#### [Records provided]

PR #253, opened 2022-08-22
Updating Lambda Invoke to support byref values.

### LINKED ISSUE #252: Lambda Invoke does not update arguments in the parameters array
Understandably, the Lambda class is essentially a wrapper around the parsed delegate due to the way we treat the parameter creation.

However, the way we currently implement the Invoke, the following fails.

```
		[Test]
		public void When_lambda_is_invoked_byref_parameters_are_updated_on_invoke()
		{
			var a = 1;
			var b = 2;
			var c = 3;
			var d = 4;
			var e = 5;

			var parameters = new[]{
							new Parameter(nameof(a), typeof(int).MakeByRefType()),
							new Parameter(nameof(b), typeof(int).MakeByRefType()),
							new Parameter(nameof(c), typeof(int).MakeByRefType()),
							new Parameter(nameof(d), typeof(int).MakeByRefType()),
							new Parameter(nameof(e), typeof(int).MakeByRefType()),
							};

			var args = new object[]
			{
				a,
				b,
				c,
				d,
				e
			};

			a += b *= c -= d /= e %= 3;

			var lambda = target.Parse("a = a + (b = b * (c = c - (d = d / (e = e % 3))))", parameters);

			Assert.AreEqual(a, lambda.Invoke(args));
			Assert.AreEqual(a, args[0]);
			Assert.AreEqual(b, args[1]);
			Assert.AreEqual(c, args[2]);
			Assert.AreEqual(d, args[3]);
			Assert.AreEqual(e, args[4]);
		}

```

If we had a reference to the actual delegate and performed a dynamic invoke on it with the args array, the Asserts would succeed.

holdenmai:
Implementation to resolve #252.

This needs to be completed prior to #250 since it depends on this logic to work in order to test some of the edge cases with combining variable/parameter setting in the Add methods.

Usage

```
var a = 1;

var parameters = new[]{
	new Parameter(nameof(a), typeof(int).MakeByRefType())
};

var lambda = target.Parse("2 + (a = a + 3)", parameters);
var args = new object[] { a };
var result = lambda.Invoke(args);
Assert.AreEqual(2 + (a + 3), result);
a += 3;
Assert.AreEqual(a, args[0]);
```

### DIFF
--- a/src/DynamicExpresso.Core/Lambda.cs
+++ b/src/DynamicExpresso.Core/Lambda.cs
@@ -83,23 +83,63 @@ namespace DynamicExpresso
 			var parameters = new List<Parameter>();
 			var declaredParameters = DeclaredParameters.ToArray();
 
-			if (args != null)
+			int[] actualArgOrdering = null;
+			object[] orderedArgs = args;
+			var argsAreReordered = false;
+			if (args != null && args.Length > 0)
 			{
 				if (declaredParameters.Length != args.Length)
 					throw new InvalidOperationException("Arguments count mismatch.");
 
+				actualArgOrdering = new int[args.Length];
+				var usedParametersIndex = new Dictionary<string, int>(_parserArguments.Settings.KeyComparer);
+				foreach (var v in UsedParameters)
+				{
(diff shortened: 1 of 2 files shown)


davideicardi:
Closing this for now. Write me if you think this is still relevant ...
---
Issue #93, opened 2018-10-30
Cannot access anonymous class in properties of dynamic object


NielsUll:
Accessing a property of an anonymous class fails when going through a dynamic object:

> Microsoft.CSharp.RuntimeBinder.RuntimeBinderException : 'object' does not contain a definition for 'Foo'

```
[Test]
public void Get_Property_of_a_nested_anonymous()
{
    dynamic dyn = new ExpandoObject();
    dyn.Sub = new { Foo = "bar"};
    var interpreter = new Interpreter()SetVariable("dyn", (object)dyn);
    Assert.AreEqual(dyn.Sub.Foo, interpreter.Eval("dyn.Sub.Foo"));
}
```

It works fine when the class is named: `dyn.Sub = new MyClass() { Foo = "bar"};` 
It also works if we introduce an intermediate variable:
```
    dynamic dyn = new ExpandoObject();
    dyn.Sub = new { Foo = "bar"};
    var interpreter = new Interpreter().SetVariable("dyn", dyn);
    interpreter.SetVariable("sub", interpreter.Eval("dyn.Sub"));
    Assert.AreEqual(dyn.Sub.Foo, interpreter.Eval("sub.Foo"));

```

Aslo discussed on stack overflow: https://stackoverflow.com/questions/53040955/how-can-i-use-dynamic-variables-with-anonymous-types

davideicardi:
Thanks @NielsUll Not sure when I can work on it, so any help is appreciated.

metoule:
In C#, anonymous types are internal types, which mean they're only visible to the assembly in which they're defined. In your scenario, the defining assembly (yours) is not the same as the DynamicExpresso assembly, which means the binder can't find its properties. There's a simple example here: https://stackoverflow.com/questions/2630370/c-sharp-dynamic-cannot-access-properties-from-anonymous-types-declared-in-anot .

#### [Problem requirements]
Take from the material every line that holds "NielsUll".

#### [Output of the exercise]
NielsUll:
Thanks @NielsUll Not sure when I can work on it, so any help is appreciated.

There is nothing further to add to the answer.